8.Developments in health policy

The costs of medication for an ageing population increasingly bring aspects of prescribing and drug utilization into the policy arena. The England National Service Framework for Older People [30] incorporates an independent subsection on ‘Medicines and Older People. Implementing Medicines Aspects of the NSF for Older People’. This is, however, slanted heavily towards pragmatic aspects of medication management with a bias towards the role of pharmacists, rather than embarking on a broader consideration of the implications of the clinical science, clinical pharmacology and therapeutic evidence.

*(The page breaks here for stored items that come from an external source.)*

Issue #1981, opened 2020-07-30
Free draw should ignore zoom


xixixao:
If you zoom in, you should be able to draw "fine" curves.

If you zoom out, you should be able to draw "course" curves.

But today, zoom is not ignored, so zooming in doesn't allow you draw a more finely detailed drawings.

dwelle:
Agreed.

wasp77:
@xixixao I would like to take a whack at this but I'm not exactly sure what is being asked for. Is the idea that when you zoom in the line width gets smaller and when you zoom out the line width gets larger? I'm just not sure what you mean by ignoring the zoom?

dwelle:
@wasp77 no, the idea is to set the line simplifier threshold dynamically based on zoom:

https://github.com/excalidraw/excalidraw/blob/e4f429f1c1ba4fb49491840e55b3de80508eded8/src/components/App.tsx#L2889

ReneCode:
PR is merged - I think that issue could be closed.

PR #2004, opened 2020-08-05
update simplifier distance to reflect zoom

wasp77:
Implements #1981

The distance used in the iterative end-point fit algorithm to
determine if points can be removed no longer ignores the
zoom. As the zoom gets larger this distance will get smaller
and fewer points will be removed, thus making for finer grain
control over the drawing. As the zoom gets smaller the drawing
will get more coarse as more points are removed.

### DIFF
--- a/src/components/App.tsx
+++ b/src/components/App.tsx
@@ -2885,8 +2885,15 @@ class App extends React.Component<ExcalidrawProps, AppState> {
           mutateElement(draggingElement, { points: [...points, [dx, dy]] });
         } else if (points.length > 1) {
           if (draggingElement.type === "draw") {
+            /**
+             * The constant .7 is fairly arbitrary but was chosen to maintain
+             * the same distance at zoom 100%
+             **/
             mutateElement(draggingElement, {
-              points: simplify([...(points as Point[]), [dx, dy]], 0.7),
+              points: simplify(
+                [...(points as Point[]), [dx, dy]],
+                0.7 / this.state.zoom,
+              ),
             });
           } else {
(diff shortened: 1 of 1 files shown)


src/components/App.tsx
```diff
@@ -2885,8 +2885,15 @@ class App extends React.Component<ExcalidrawProps, AppState> {
...
           if (draggingElement.type === "draw") {
+            /**
+             *  the constant .1 is fairly arbitrary but was chosen to keep
+             *  a max distance of 1 (.1 is the farthest zoom out).
+             **/
             mutateElement(draggingElement, {
-              points: simplify([...(points as Point[]), [dx, dy]], 0.7),
+              points: simplify(
+                [...(points as Point[]), [dx, dy]],
+                0.1 / this.state.zoom,
```
xixixao, line 2895: Can we change this value so that at zoom 1 the granularity stays the same as before?

xixixao:
Awesome @wasp77 ! Let's preserve the current granularity and this is good to go.

dwelle:
And maybe also tweak it for zoom < 1 where it feels the simplification is too lax (esp at max zoom out where it's set to `1`, which AFAIK means it doesn't simplify at all).

wasp77:
> And maybe also tweak it for zoom < 1 where it feels the simplification is too lax (esp at max zoom out where it's set to `1`, which AFAIK means it doesn't simplify at all).

@dwelle I believe it would have simplified still depending on the points selected (so the drawing). Does the change to `.7` address your concerns?

xixixao:
Thanks for the fix!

It is as yet unclear how comprehensively the activity of the National Institute for Clinical Excellence in Britain will cover the issues of drugs for an ageing population as part of its programme of evidence analysis for the provision of prescribed medication within the National Health Service.

Issues of standardization in medication for older people are also raised by the progressive organization of more harmonized regulatory procedures for the granting of product licences and for the monitoring of ADRs across the member states of the European Community.

Such policy initiatives need to be underpinned by a more systematic programme of evidence gathering covering the consequences of individual and population ageing for the efficacy and safety of medications.

Conclusion

For all the above reasons this is a good time to revisit the clinical pharmacology of ageing. Topics included in the series of eight articles have been selected to cover a range of developments and particularly to address most of the areas highlighted here. There are strong reasons to review and strengthen the body of evidence. It is important for the future that the research agenda in the field be re-focused and re-vitalized.